待盛娇进屋,换下衣衫,净房里已经备好了一个大澡桶。
将自己泡在热水中,洗去了这两日的疲惫不堪,她将自己整个都埋在了水下。
收拾了好一会儿出来,发现曹樱菀居然还没走。
“你怎么还在这里?”盛娇诧异,“后日就是你大婚了,你这样乱跑,你身边的嬷嬷该急坏了。”
曹樱菀不慌不忙放下茶盏:“你好意思说我?说说吧……你是不是一开始就冲着冯华珍来的?”
盛娇正在擦头发的手顿了顿,垂下眼睑:“如果我说不是,你信么?”
御府院,正殿。
魏衍之看着一张张收集来的信息,手脚冰凉,掌心泛起了湿润。
没有放过任何一个字,他深吸一口气,闭上眼睛。
好,好!真是好样的!
这一出完全就是盛娇自导自演的好戏。
打从一开始,就没有所谓的贵人想让盛娇再嫁这回事,那张送去沈正业手里的纸签,就是盛娇一手伪造。
她以身入局,下了好大的一盘棋。
祸水东引,恐怕冯华珍咽气之前都不会想到,这祸水就是盛娇放出来的。
她自宫中长大,又身为正妃数年,对魏衍之了如指掌,更了解冯华珍的性子。
一张轻飘飘的纸签子,就能耍得他们团团转。
根本没人想到,区区一个暗芳娘子,竟然如此胆大包天!
沈正业跪在下头,战战兢兢地不敢抬眼。
他是半夜被人从被窝里叫走的。
书房也叫人搜了一通,连人带东西一齐押到了景王的跟前。
原本,他还想着借着景王殿下大婚,自己作为淮州城的父母官怎么说也能沾光进来这御府院内宴饮一番。
哪想到,他进是进来了。
而且还比大婚之日提前了好些。
结果,却是这样的光景。
那位殿下就坐在上首,灯光从他两侧照着,叫人看不清他的神色五官,只有身上的五趾蟒袍泛着淡淡的光彩,看得沈正业不寒而栗,忙又低下头去,将身子匍匐得更深了。
魏衍之这会儿才明白事情的所有来龙去脉。
阖眼,他轻轻嘲弄地扯了扯嘴角:“沈大人,我竟不知你平日里是这般关切我的私事。”
“微臣不敢。”沈正业战战兢兢,“还请殿下明示。”
“明示?你做官也不是一两日了,难道还用我来教你?我以为,之前我表达得很明确了,那盛娘子是我的人,没有我发话,谁准你动的?”
最后一句,冰冷警告,杀意森然。
沈正业冷汗津津,心已经提到了嗓子口。
一瞬间,他却不知如何解释。
要说是冯侧妃的示意吗?
可冯侧妃再如何风光,也不可能越得过景王殿下啊……
这事儿办的,居然叫正主察觉了!
沈正业悔不当初,忙整理了一番说辞,道:“殿下误会了!微臣不知那不是殿下的意思啊……微臣还以为是殿下怕那盛娘子妨碍您大婚,这才紧赶慢赶地把她给解决了。后来、后来……您发话了,微臣也就没有任何动作了。”

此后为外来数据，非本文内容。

PR #2073, opened 2018-02-07
Disable guest checkout for registered users

### LINKED ISSUE #1159: Email confirmation | Prevent guest checkout using registered email addresses
**Who:** Any user who has signed up on the OFN
**Trigger:** They attempt to checkout as a guest instead of logging in.
**Goal:** To force a user to login if they try to checkout as a guest with an email that is already a registered (confirmed, or not). This can prevent identity theft, duplicate orders and typos.

Note: This issue is connected to #1587 and #1617, where users who sign up/login via the checkout process must confirm their email addresses. Also, this issue will resolve #907.

-------
**Registered user attempts guest checkout**

1. The user is at the checkout page and types in the already registered email:

image

2. When they go to click next the login modal appears over the page, saying the email address for a registered user so they need to log in or use a different email address. The email address typed into the field is displayed in the login email input field.
image

a) The user successfully logs in with the original email. The modal closes and they continue with checkout. 

b) The user closes the modal. They remain on the 'Your Details' section of the checkout. If they click Next, the same login modal opens again. If they change the email to a non-registered email, they can checkout as a guest.

Matt-Yorkley:
#### What? Why?

Closes #1159. 

Stops registered users using the guest checkout option.

#### What should we test?

Checkout as a guest using an email address of a registered user.

#### Release notes

Registered users will not be able to use the guest checkout from now on.

### DIFF
--- a/app/assets/javascripts/darkswarm/controllers/checkout/checkout_controller.js.coffee
+++ b/app/assets/javascripts/darkswarm/controllers/checkout/checkout_controller.js.coffee
@@ -1,4 +1,4 @@
-Darkswarm.controller "CheckoutCtrl", ($scope, localStorageService, Checkout, CurrentUser, CurrentHub) ->
+Darkswarm.controller "CheckoutCtrl", ($scope, localStorageService, Checkout, CurrentUser, CurrentHub, AuthenticationService, SpreeUser, $http) ->
   $scope.Checkout = Checkout
   $scope.submitted = false
 
@@ -21,7 +21,26 @@ Darkswarm.controller "CheckoutCtrl", ($scope, localStorageService, Checkout, Cur
   $scope.purchase = (event, form) ->
     event.preventDefault()
     $scope.submitted = true
+
+    if CurrentUser.id
+      $scope.validateForm(form)
+    else
+      $scope.confirmGuest(true)
+
+  $scope.validateForm = (form) ->
     if form.$valid
       $scope.Checkout.purchase()
     else
       $scope.$broadcast 'purchaseFormInvalid', form
+
+  $scope.confirmGuest = ->
+    $http.post("/user/registered_email", {email: $scope.order.email}).success (data)->
+      if data.registered == true
+        $scope.promptLogin()
+      else
+        $scope.validateForm() if $scope.submitted
+
+  $scope.promptLogin = ->
+    SpreeUser.spree_user.email = $scope.order.email
+    AuthenticationService.pushMessage t('devise.failure.already_registered')
+    AuthenticationService.open '/login'
--- a/app/assets/javascripts/darkswarm/controllers/checkout/checkout_controller.js.coffee
+++ b/app/assets/javascripts/darkswarm/controllers/checkout/checkout_controller.js.coffee
@@ -20,6 +20,7 @@ Darkswarm.controller "CheckoutCtrl", ($scope, localStorageService, Checkout, Cur
 
   $scope.purchase = (event, form) ->
     event.preventDefault()
+    $scope.formdata = form
     $scope.submitted = true
 
     if CurrentUser.id
@@ -27,18 +28,19 @@ Darkswarm.controller "CheckoutCtrl", ($scope, localStorageService, Checkout, Cur
     else
       $scope.ensureUserIsGuest()
 
-  $scope.validateForm = (form) ->
-    if form.$valid
+  $scope.validateForm = ->
+    if $scope.formdata.$valid
       $scope.Checkout.purchase()
     else
-      $scope.$broadcast 'purchaseFormInvalid', form
+      $scope.$broadcast 'purchaseFormInvalid', $scope.formdata
 
-  $scope.ensureUserIsGuest = ->
+  $scope.ensureUserIsGuest = (callback = null) ->
     $http.post("/user/registered_email", {email: $scope.order.email}).success (data)->
       if data.registered == true
         $scope.promptLogin()
       else
         $scope.validateForm() if $scope.submitted
+        callback() if callback
 
   $scope.promptLogin = ->
     SpreeUser.spree_user.email = $scope.order.email
--- a/app/assets/javascripts/darkswarm/controllers/checkout/checkout_controller.js.coffee
+++ b/app/assets/javascripts/darkswarm/controllers/checkout/checkout_controller.js.coffee
@@ -25,7 +25,7 @@ Darkswarm.controller "CheckoutCtrl", ($scope, localStorageService, Checkout, Cur
     if CurrentUser.id
       $scope.validateForm(form)
     else
-      $scope.confirmGuest(true)
+      $scope.ensureUserIsGuest()
 
   $scope.validateForm = (form) ->
     if form.$valid
@@ -33,7 +33,7 @@ Darkswarm.controller "CheckoutCtrl", ($scope, localStorageService, Checkout, Cur
     else
       $scope.$broadcast 'purchaseFormInvalid', form
 
-  $scope.confirmGuest = ->
+  $scope.ensureUserIsGuest = ->
     $http.post("/user/registered_email", {email: $scope.order.email}).success (data)->
       if data.registered == true
         $scope.promptLogin()
--- a/app/assets/javascripts/darkswarm/services/authentication_service.js.coffee
+++ b/app/assets/javascripts/darkswarm/services/authentication_service.js.coffee
@@ -1,3 +1,8 @@
+# This class deals with displaying things in the login modal. It chooses
+# the modal tab templates and deals with switching tabs and passing data
+# between the tabs. It has direct access to the instance of the login modal,
+# and provides that access to other controllers as a service.
+
 Darkswarm.factory "AuthenticationService", (Navigation, $modal, $location, Redirections, Loading)->
 
   new class AuthenticationService
--- a/app/assets/javascripts/darkswarm/services/authentication_service.js.coffee
+++ b/app/assets/javascripts/darkswarm/services/authentication_service.js.coffee
@@ -2,6 +2,7 @@ Darkswarm.factory "AuthenticationService", (Navigation, $modal, $location, Redir
 
   new class AuthenticationService
     selectedPath: "/login"
+    modalMessage: null
 
     constructor: ->
       if $location.path() in ["/login", "/signup", "/forgot"] || location.pathname is '/register/auth'
@@ -32,6 +33,8 @@ Darkswarm.factory "AuthenticationService", (Navigation, $modal, $location, Redir
         'registration_authentication.html'
       else
         'authentication.html'
+    pushMessage: (message) ->
+      @modalMessage = String(message)
 
     select: (path)=>
       @selectedPath = path
--- a/app/controllers/spree/users_controller_decorator.rb
+++ b/app/controllers/spree/users_controller_decorator.rb
@@ -15,4 +15,10 @@ Spree::UsersController.class_eval do
 
     @orders = @orders.where('distributor_id != ?', Spree::Config.accounts_distributor_id)
   end
+
+  # Endpoint for queries to check if a user is already registered
+  def registered_email
+    user = Spree.user_class.find_by_email params[:email]
+    render json: { registered: user.present? }
+  end
 end
--- a/app/models/spree/order_decorator.rb
+++ b/app/models/spree/order_decorator.rb
@@ -17,6 +17,7 @@ Spree::Order.class_eval do
 
   validates :customer, presence: true, if: :require_customer?
   validate :products_available_from_new_distribution, :if => lambda { distributor_id_changed? || order_cycle_id_changed? }
+  validate :disallow_guest_order, if: lambda { using_guest_checkout? && registered_email? }
   attr_accessible :order_cycle_id, :distributor_id, :customer_id
 
   before_validation :shipping_address_from_distributor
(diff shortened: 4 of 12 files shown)


app/controllers/spree/users_controller_decorator.rb
```diff
@@ -15,4 +15,10 @@ def show
 
     @orders = @orders.where('distributor_id != ?', Spree::Config.accounts_distributor_id)
   end
+
+  # Endpoint for queries to check if a user is already registered
+  def registered_email
+    user = Spree.user_class.find_by_email params[:email]
+    render json: { registered: user.present? }
+  end
```
sauloperez: I'm missing at least a controller test for this.

daniellemoorhead:
@myriamboure @RachL @Matt-Yorkley is this the next PR to be completed for email confirm?

Matt-Yorkley:
@sauloperez I've added a controller spec here as well.

cat-gif

sauloperez:
I'm assigning them myself to take a look tomorrow

Gemfile
```diff
@@ -64,6 +64,7 @@ gem 'blockenspiel'
 gem 'acts-as-taggable-on', '~> 3.4'
 gem 'paper_trail', '~> 3.0.8'
 gem 'diffy'
+gem 'skylight', '< 2.0'
```
mkllnk: I think this commit is in the wrong pull request.

spec/features/consumer/shopping/checkout_auth_spec.rb
```diff
@@ -7,54 +7,76 @@
...
+      add_product_to_cart order, product
     end
-  end
 
-  it "renders the login buttons when logged out" do
-    visit checkout_path
-    within "section[role='main']" do
-      page.should have_content "Login"
-      click_button "Login"
+    it "does not not render the login form when logged in" do
```
sauloperez: one "not" is enough :trollface:

spec/features/consumer/shopping/checkout_auth_spec.rb
```diff
@@ -7,54 +7,76 @@
...
-    page.should have_field 'First Name', with: 'Foo'
-    page.should have_field 'Last Name', with: 'Bar'
-  end
+    it "renders the login buttons when logged out" do
+      visit checkout_path
+      within "section[role='main']" do
+        page.should have_content "Login"
+        click_button "Login"
+      end
+      page.should have_login_modal
```
sauloperez: please, use `expect` syntax

app/controllers/spree/users_controller_decorator.rb
Matt-Yorkley: Spec added.

Matt-Yorkley:
@mkllnk It performs the check within the angular checkout controller, before the order data is submitted. The order can't be submitted successfully as a guest using a registered email. I can add a fallback on the model as well if you like?

mkllnk:
@Matt-Yorkley Sorry for my vague reply. I meant that you can circumvent all the UI and Angular and send a POST request to server to create the order. This sounds like someone putting some effort into "hacking" the OFN. While this is unlikely, we have to consider "malicious" users. Additionally, these kind of requests are not necessarily intentional. They can also happen accidentally, because the UI has a bug or retrieved some cached data or we run into race conditions. To have a robust system and really prevent orders being made with a registered email address by an unauthorised user, we have to check for that in the Rails backend. Or do we do that already?

Matt-Yorkley:
@mkllnk I've added a check in the model and an extra model spec.

app/models/spree/order_decorator.rb
```diff
@@ -17,6 +17,7 @@
 
   validates :customer, presence: true, if: :require_customer?
   validate :products_available_from_new_distribution, :if => lambda { distributor_id_changed? || order_cycle_id_changed? }
+  validate :disallow_guest_order, if: lambda { using_guest_checkout? && registered_email? }
```
mkllnk: I would move the logic into `disallow_guest_order`. Much easier to read and everything is in one place. Still nice to keep the separate methods below though.

app/models/spree/order_decorator.rb
```diff
@@ -82,6 +83,18 @@ def products_available_from_new_distribution
     errors.add(:base, I18n.t(:spree_order_availability_error)) unless DistributionChangeValidator.new(self).can_change_to_distribution?(distributor, order_cycle)
   end
 
+  def using_guest_checkout?
+    require_email && !user.andand.id
```
mkllnk: I had to look into the Spree code to find `require_email`. At first I thought it might be something Active Record provides. It's good to use that method here, but we need to keep that in mind during the Spree upgrade. It may change.

mkllnk:
@sauloperez Are you happy with the new version of this pull request?

app/models/spree/order_decorator.rb
sauloperez: Can you do a quick check to see if that's the case @mkllnk 🙏 ?

app/models/spree/order_decorator.rb
```diff
@@ -82,6 +83,20 @@ def products_available_from_new_distribution
...
+  end
+
+  def registered_email?
+    Spree.user_class.find_by_email(email).present?
```
sauloperez: [exists?](https://apidock.com/rails/v3.2.13/ActiveRecord/FinderMethods/exists%3F) is a bit more lightweight and exactly meant for things like this.

app/models/spree/order_decorator.rb
mkllnk: If what is the case? So `require_email` is defined on Spree::Order to check if we are in a checkout step that requires an email. There are earlier steps that don't require an email, for example when you add stuff to your cart, an order is created and doesn't need an email.

app/models/spree/order_decorator.rb
mkllnk: Good point, I will quickly change that.

app/models/spree/order_decorator.rb
sauloperez: I meant if you could check the "it may change" part so that we know in advance, sorry

mkllnk: Ah, the code changes slightly, but should be the same meaning. Compared to spree master:
```diff
-  return true unless new_record? or state == 'cart'
+  true unless new_record? || ['cart', 'address'].include?(state)
```

Same in Solidus master. All good. :-)

Matt-Yorkley: @mkllnk is the plan to move to Solidus?

sauloperez: There's a loooong way before we can even consider that decision :trollface:

mkllnk: We don't have a plan for that stage yet. I just thought it would be interesting to know if a code change like this could affect a future decision like that. Just something to keep in mind. I think we will do the decision which fork to use when we updated to the latest spree version before the Solidus fork.

myriamboure:
@Matt-Yorkley it seems there is a conflict on that branch :-o

myriamboure:
:point_up: @Matt-Yorkley ?

myriamboure:
@Matt-Yorkley :point_right: 
giphy-downsized 1
:-)

mkllnk:

myriamboure:
Testing notes: https://docs.google.com/document/d/1bd-3ccmHuyzWhWMj7DdTi4erQ4-6NIhcDdkJ9P_hke8/edit#

There are 3 remaining things to fix before we can merge (I prefer not to merge as two of them are pretty annoying):
1- Login modal is to high on the page, not fully displayed and not possible to close using the "top right cross".
**Expected behavior:** display login modal at same “heigh” as other login modals and make sure it’s possible to close it.
2- If I click outside of the modal it closes the modal and I can continue filling in checkout page. When I reach the bottom of the checkout page and click “place order” I got the same login modal telling me to login so it’s not that bad, I still can’t checkout. But not really good in UX, as we are letting the user filling in information that they will lose anyway…
**Expected behavior:** if click outside of login modal, modal should close BUT should then display the checkout page back to the state before the button “next” is hit, so basically the user shouldn’t be able to move to another section of the checkout page until he has either changed the email, either logged in.
3- If I try to buy as a guest with an unconfirmed user, I'm asked to login, resend confirmation link. BUT when I click on the new link I am sent back to main page.
**Expected behavior:** I should be sent back to checkout page.

Back to you then @Matt-Yorkley to fix those 3 things.

[side note: I noticed some issue with the "reset password" feature used with unconfirmed user. Opened a dedicated issue as it's not connected to that PR (I tested on French production and it's the same there)]

Matt-Yorkley:
@myriamboure I havn't changed the height of the login modal in this PR. Have you noticed that before using Chrome?

Matt-Yorkley:
@myriamboure does the same thing happen for you on other pages with the login modal when one of the form errors is displayed?

Matt-Yorkley:
It should be fixed now. After a bit of investigating it turned out the script that opens checkout tabs was scrolling the page down after the login modal had opened.

myriamboure:
Is everything fixed or only point 1? Can we move on the pipe again?

Matt-Yorkley:
The first 2 should be fixed, as well as the missing translation when resetting the password from your notes. Regarding point 3: I think it redirects back to the page you were on when you first signed up, so resending the verification email from the checkout might not change it.

myriamboure:
Hum... point 3 is a bit annoying in term of UX as a user I was buying, I log in and when done I'm sent back to homepage.  Can't the validation link redirect back to the page you were on when you **last** requested a validation link (= clicked on resend validation link)? Just wondering... @daniellemoorhead @sstead that would make more sense no? What do you think?

myriamboure:
:point_up: @Matt-Yorkley is that possible then: "Can't the validation link redirect back to the page you were on when you last requested a validation link (= clicked on resend validation link)? " cf last comments.

myriamboure:
@Matt-Yorkley it's been quite a  long time since that hasn't move. Can you answer the point 3 last comment please? We have two options here:
- either we move forward with what you already fixed and I open a new issue to fix the redirection of the confirmation link to " the page you were on when you last requested a validation link"
- either you fix it in this PR as it has been reported here
What do you prefer?

Matt-Yorkley:
I've made issue #2237 to look at that last point, so this PR should be ready to go.

myriamboure:
Awesome @Matt-Yorkley ! @sauloperez @HugsDaniel if you are around can you have a look at Matt's last fixes and approve if all right? We can stage this afternoon then and test :-)

app/assets/javascripts/darkswarm/controllers/checkout/checkout_controller.js.coffee
```diff
@@ -20,8 +20,28 @@ Darkswarm.controller "CheckoutCtrl", ($scope, localStorageService, Checkout, Cur
...
   $scope.purchase = (event, form) ->
     event.preventDefault()
+    $scope.formdata = form
     $scope.submitted = true
-    if form.$valid
+
+    if CurrentUser.id
+      $scope.validateForm()
+    else
+      $scope.confirmGuest(true)
```
sauloperez: I don't see this argument defined in the method

app/assets/javascripts/darkswarm/controllers/checkout/checkout_controller.js.coffee
```diff
@@ -20,8 +20,28 @@ Darkswarm.controller "CheckoutCtrl", ($scope, localStorageService, Checkout, Cur
...
+
+  $scope.validateForm = ->
+    if $scope.formdata.$valid
       $scope.Checkout.purchase()
     else
-      $scope.$broadcast 'purchaseFormInvalid', form
+      $scope.$broadcast 'purchaseFormInvalid', $scope.form
+
+  $scope.confirmGuest = ->
```
sauloperez: I don't find this method name particularly meaningful since it does nothing to the user. Would it perhaps be better if we just checked by means the HTTP request whether the user exists?

app/assets/javascripts/darkswarm/services/authentication_service.js.coffee
```diff
@@ -32,6 +33,8 @@ Darkswarm.factory "AuthenticationService", (Navigation, $modal, $location, Redir
         'registration_authentication.html'
       else
         'authentication.html'
+    pushMessage: (message) ->
+      @modalMessage = String(message)
```
sauloperez: it's a bit odd for me to violate the encapsulation of this class. I haven't dug deeper into what this service does but having to pass an error message to a service to be displayed it's a bit strange. It feels likes this service might too many responsibilities. Does it deal with the details of the authentication or simply encapsulates a modal or some other UI component :thinking: ?

Matt-Yorkley: In this case, the checkout controller needed to open the login modal on a specific tab (which this service allows), but also display a specific message related to the checkout process inside the modal at the same time. The message is passed from the checkout controller via this service, to the individual controller for the specific tab.

sauloperez: It's clearly not the scope of this PR but according to what you said this class has way too many responsibilities and we would better off with a better name for the class itself.

sstead:
**Testing notes**

- There's one issue - if a user is checking out as a guest with an unregistered email, the Next button after entering their basic details at checkout doesn't click. Also they get a login modal popping up just after their order is confirmed. @oeoeaio I think these should be fixed first- I think some users would get thrown by the 'next' button not working, they may not think to scroll down.

https://docs.google.com/document/d/1gHTMDbIhQOkVX4IwQv-cUr0mIRiQMs0eeu4MB8XYor8/edit?usp=sharing

oeoeaio:
Does that sound like an easy fix @Matt-Yorkley? Putting back to In Dev for now.

myriamboure:
:point_up: @Matt-Yorkley any chance you can fix that small thing? Thanks!

Matt-Yorkley:
@sstead Should be fixed now.

myriamboure:
Can anyone stage this so that we can test? @mkllnk @sauloperez @enricostano ?

myriamboure:
Sorry I misunderstood, there are things already staged in Aus we will  start with this first, will come back to you then.

sstead:
**Testing notes**

Outstanding issue:
- The login modal shows on the order confirmation page for users who have tried to checkout as a guest with a registered email, but then changed to a non-registered email and checked out. This isn't a massive issue, we can probably leave it?

All else working well

https://docs.google.com/document/d/1gHTMDbIhQOkVX4IwQv-cUr0mIRiQMs0eeu4MB8XYor8/edit?usp=sharing

sstead:
Issue for tiny remaining modal bug https://github.com/openfoodfoundation/openfoodnetwork/issues/2277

“没有任何动作?”魏衍之冷笑,“那为何你的夫人还给崔家示意?张家那头没戏了,就想着她推给崔家吗?”
没等沈正业继续开口,他又冷冷道,“还是你觉着,你能借着侧妃这条路,攀上冯家?”
这话如同一个炸雷,轰得沈正业两眼发花,几乎稳不住身子。
“殿、殿下……”他彻底慌了。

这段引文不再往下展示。